At the Wilbur through December 14

By Richard Andrews

Despite the title, playwright Ronald Alexander has male the albatross, Nat Bentley, a talentless television writer-producer played by Robert Preston, the only lovable aspect of his play. Bentley is the same sort of appealing, good-natured fraud that Preston played in The Music Man. He cons other people into doing his thinking and writing for him, but he has no self-delusions.

The head of Preston's studio assigns him to produce a new series: if it succeeds, he gets promoted; if it fails, he loses his job. There is the plot. Alexander tries to use it as a vehicle for a comedy and also, I suspect, to raise some ethical questions about Honesty. On the first score he bets .333; on the latter .000.

The only thing impressive about Nobody Loves an Albatross is Preston's acting. The audience knows he's unscrupulous, but loves him anyway. Surrounded by stock characters--a saucy maid, a smart little daughter, a nervous young writer, and a stacked secretary--he keeps Act I from collapsing altogether by the sheer force of his personality. The act is little more than a prolonged series of semi-funny jokes; for example: "Go play with your dolls like I told you--sticking the long pins into Mr. Whitman." Multiply this by 500 and you get an idea of what Preston salvaged.

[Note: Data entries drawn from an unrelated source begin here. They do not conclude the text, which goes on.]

PR #149, opened 2023-12-15
Minor refinements

MahdiBM:

### DIFF
--- a/Dockerfile
+++ b/Dockerfile
@@ -45,7 +45,7 @@ RUN find -L "$(swift build --package-path /build -c release --show-bin-path)/" -
 # ================================
 # Run image
 # ================================
-FROM ubuntu:latest
+FROM ubuntu:jammy
 
 # Make sure all system packages are up to date, and install only essential packages.
 RUN export DEBIAN_FRONTEND=noninteractive DEBCONF_NONINTERACTIVE_SEEN=true \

Act II utilizes the limited potential of the plot. Depicting a brainstorming session on the proposed TV series, it tosses some barbs at the television industry ("the smallest show on earth"), and provides a rollicking scene of vitriol and mass confusion among the show's writers. Preston is surrounded by a fine supporting cast in this scene, particularly Leon Janney as the executive of a rival studio and Phil Leeds as the inventor of a machine which provides canned laughter for TV shows.

Preston finally rejects all the proposed scripts, and his studio in effect tells him to write it himself or drop dead. When at the outset of Act III, he does produce a good script, he basks in a few short moments of glory until his fraud is discovered: he stole the story from a Shirley Temple movie on the Late Show. At precisely this point the humor drains out of Nobody Loves an Albatross, for the audience begins to realize just how pathetic Preston is. His friends all deliver homilies to the effect that honesty is the best policy; his secretary (she loves him and he wants her) turns her back on him. To Preston, though, life is a floating con game, and he dupes another producer (through means so far-fetched you wouldn't believe it) and wangles another lucrative contract.

Nobody Loves an Albatross fails as a moral lesson. Preston's remains a countryish buffoon from beginning to end; his plight never forces the audience to examine the necessity for honesty. The pathos raises no ethical questions; it simply dampens the already soggy humor.